From left to right: Me, Graeme, Dan, Lucy, George and Lauren.

Cheers
James


----------



## castmana1 (12 Oct 2009)

I'm the chap who was on the Reef Aquatics stall next to you guys.  Really loved your tanks.  Over the last few years I've only ever kept marines, was never interested in setting up a planted aquarium until I saw your tanks!  Very inspirational.  Have been discussing with the boss about setting up a nano in the shop so I can generate some interest and get some experience before shelling out on my own setup!  Anyone able to recommend a good wholesaler that deals with the equipment that you use so we can start ordering stuff in?

Once again, many thanks.  I'll be picking your brains heavily over the next few months!

Will


----------



## samc (12 Oct 2009)

looks a great event. i must go next year and meet you guys

castmana1 if i wereyou i would look at the green machine our sponsor http://www.thegreenmachineaquatics.com/mall/Aquatics/

you may have seen them but they offer a really nice modern looking setups like at the event


----------



## Lozbug (12 Oct 2009)

James Marshall said:
			
		

> Cheers Folks, there's some great shots there, mine are all blurred as usual I really must learn to use a camera.
> I have this shot of 6 of us which my girlfriend Jenny kindly blurred in my stead.
> 
> 
> ...


 lol @ Lucy, i thought i was hidden enough!! 

Good pic.


----------



## Lozbug (12 Oct 2009)

Love your pic's George, especially this one!


----------



## viktorlantos (12 Oct 2009)

hey the photos look awesome just like the tanks. 25 pot glosso??? i thought i am fair good enough with the pinsettes and foreground planting but it looks like i am on level 1 only 

great job with the booth! congratulations.

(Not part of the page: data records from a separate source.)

Issue #1049, opened 2019-10-15
PDF viewer frame can't be closed


alcheb:
Hello there, first timer here. Apologies in advance. I am not a developer and my contributing skills are close to inexistent. I use OHIF primarily to look at liver imagery (CT/MR).

## Bug Report
When opening a PDF file in the viewer (DOC modality) it is not possible to close it.

### Describe the Bug
Replacing the open PDF viewer frame with another stack by drag-and-drop is not possible. Changing the layout doesn't help either. The only way around I found, besides reloading the page, is entering MPR mode on another stack and then exiting it.

### What steps can we follow to reproduce the bug?

1. Open a study containing a PDF file/DOC modality (*e.g.* https://viewer.ohif.org/viewer/1.2.826.0.13854362241694438965858641723883466450351448)
2. Drag-and-drop the DOC stack to open it
3. Try to close it

Thanks for your help!
Al

dannyrb:
Thanks, @alcheb! No need to be a developer to help out. Reproducible bug reports like this are incredibly valuable ^_^

mirnasilva:
Hi team! Amazing work!
Great job, @igoroctaviano ! I just did a round of tests and everything is working fine. 
The issue was fixed and I'm moving it to Done!
Thanks!

PR #1162, opened 2019-11-11
fix: 🐛 Update ohif pdf extension to optionally use pdfjs

igoroctaviano:
Update ohif pdf extension of optionally use pdfjs

Closes: #1049


igoroctaviano:
Hey @dannyrb, maybe you want to take a look and test it to see if this solution is a fit for the issue #1049 ?

dannyrb:
Haha, the hoops we jump through for drag-n-drop. I think something like this is probably the better long-term solution. We can't guarantee all browsers will render PDFs the same way, or with the same features exposed, if we rely on native functionality.

That being said, the default features and rendering aren't as great as what FireFox or Chrome give me out of the box (go figure).

If you've tried the obvious solutions for drag-n-drop and are hitting a wall, I think this is the sacrifice I'd rather make. @swederik should probably be the one to pull the trigger though.

I'll queue up some time to ask him about this one.

dannyrb:
👢 💨 🤖 
Let's action this before EOW

swederik:
I'm fine with this PR, even though I sort of hate the UI. 

Some minor changes I'd like to see:
- My mousewheel won't scroll the PDF by default for some reason. The only way to scroll is to manually grab the scrollbar in the div. That doesn't work at all (bar doesn't respond) if the PDF is too zoomed in.
- We should dynamically import this component like we do with the DICOM Microscopy Viewer: https://github.com/OHIF/Viewers/blob/master/extensions/dicom-microscopy/src/index.js#L4

dannyrb:
@igoroctaviano, can you look into @swederik's suggestions? Let me know if you have any questions.

igoroctaviano:
> * https://github.com/OHIF/Viewers/blob/master/extensions/dicom-microscopy/src/index.js#L4

Alright. I'll check your suggestions asap, they are great, thanks.

igoroctaviano:
> @igoroctaviano, can you look into @swederik's suggestions? Let me know if you have any questions.

@dannyrb Sure! ill let you know if anything comes up. 👍

extensions/dicom-html/src/index.js
```diff
@@ -3,7 +3,7 @@ import OHIFDicomHtmlSopClassHandler from './OHIFDicomHtmlSopClassHandler.js';
 
 const OHIFDicomHtmlViewport = asyncComponent(() =>
   import(
-    /* webpackChunkName: "OHIFDicomHtmlViewport" */ './OHIFDicomHtmlViewport.js'
+    /* webpackChunkName: "ConnectedOHIFDicomPDFViewport" */ './OHIFDicomHtmlViewport.js'
```
swederik: This shouldn't have been changed, it's in the wrong extension.

igoroctaviano: I was removing those comment from all imports but I have added them back, missed this one. Ill update asap, thanks!

igoroctaviano: Done.

extensions/dicom-pdf/package.json
```diff
@@ -37,7 +37,8 @@
   "dependencies": {
     "@babel/runtime": "^7.5.5",
     "classnames": "^2.2.6",
-    "lodash.isequal": "^4.5.0"
+    "lodash.isequal": "^4.5.0",
+    "pdfjs-dist": "^2.2.228"
```
dannyrb: 👀

dannyrb: Had to sanity check for myself. Much more usage than `pdfjs` package.
`13.7 MB` -- Holy cow

dannyrb: This one comes in at `400kb` https://github.com/wojtekmaj/react-pdf
?

dannyrb:
I'm seeing the following issues on the Netlify Preview:

image
image

extensions/dicom-pdf/src/ConnectedOHIFDicomPDFViewer.js
```diff
@@ -0,0 +1,33 @@
...
+const { setViewportActive } = OHIF.redux.actions;
+
+const mapStateToProps = (state, ownProps) => {
+  const { viewportIndex, byteArray } = ownProps;
+  const { activeViewportIndex } = state.viewports;
+
+  return {
+    viewportIndex,
+    activeViewportIndex,
+    byteArray,
```
dannyrb: advantage of mapping `byteArray` to `byteArray`?

extensions/dicom-pdf/package.json
igoroctaviano: > This one comes in at `400kb` https://github.com/wojtekmaj/react-pdf
> ?

@dannyrb I'm not so sure, it uses pdf-dist under the hood:

Screen Shot 2019-12-13 at 09 53 39

extensions/dicom-pdf/src/ConnectedOHIFDicomPDFViewer.js
igoroctaviano: Not at all, removed. ⭐️

extensions/dicom-pdf/package.json
dannyrb: Ah. I was going off the value I found on NPM's website: https://www.npmjs.com/package/react-pdf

the video was cool just like the photos. thanks for sharing all of this a good start for the week


----------



## enviroman (12 Oct 2009)

Hi Guys,

Managed to make it down on the Sunday and met you all at the best stand at the show by miles.  As I promised George, have become a new member of the forum, and already got lots of hints and tips from the site.  The scapes on the stand have already inspired me to order some plants from The Green Machine and re-do my tank from the Jungle mess (see photo) it is now to something really minimalist/iwagumi. Have to curb my desire to keeping buying lots of different plant species though! 

I had crypt melt for the first time ever, due to a prob with my CO2 while I went away for a few days, so think it is a good time to make a change anyway.

cheers,

Elliot


----------



## George Farmer (13 Oct 2009)

enviroman said:
			
		

> As I promised George, have become a new member of the forum...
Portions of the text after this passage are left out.